:: REQUIRED WORK ::
Give back exactly the lines that run from the beginning of the entries to the line containing "--- a/CMakeLists.txt", both included, and nothing else.

:: LISTED RECORDS ::
PR #145, opened 2019-01-12
Re-enable support for CMake older than 3.1

rokm:
Commit a387ff19da8166735dd69edbec1478754f8afe41 enables C++11 support, but by doing so also bumps the required CMake version to 3.1. This prevents building of KDSoap on CentOS/RHEL 7, which is still using CMake 2.8.12.

This PR adds a fall-back way of enabling C++11 for gcc with CMake < 3.1, and relaxes the required CMake version.

### DIFF
--- a/CMakeLists.txt
+++ b/CMakeLists.txt
@@ -11,7 +11,7 @@
 #  Build the test harness.
 #  Default=false
 #
-cmake_minimum_required(VERSION 3.1)
+cmake_minimum_required(VERSION 2.8.7)
 cmake_policy(SET CMP0020 NEW)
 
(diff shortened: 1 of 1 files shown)


dfaure-kdab:
Oh, I had no idea there were still distros without CMake 3.1 out there.

OK... for now.

dfaure-kdab:
BTW if KDSoap requires a newer cmake at some point in the future, you can also install an overlay for CentOS/RHEL 7 which contains cmake 3.x.

I did that in the past, and IIRC that's as simple as

    yum -y install epel-release
    yum install cmake3

(source: https://www.heliocastro.info/?p=238 in the comments)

:: SOLUTION BELOW ::
PR #145, opened 2019-01-12
Re-enable support for CMake older than 3.1

rokm:
Commit a387ff19da8166735dd69edbec1478754f8afe41 enables C++11 support, but by doing so also bumps the required CMake version to 3.1. This prevents building of KDSoap on CentOS/RHEL 7, which is still using CMake 2.8.12.

This PR adds a fall-back way of enabling C++11 for gcc with CMake < 3.1, and relaxes the required CMake version.

### DIFF
--- a/CMakeLists.txt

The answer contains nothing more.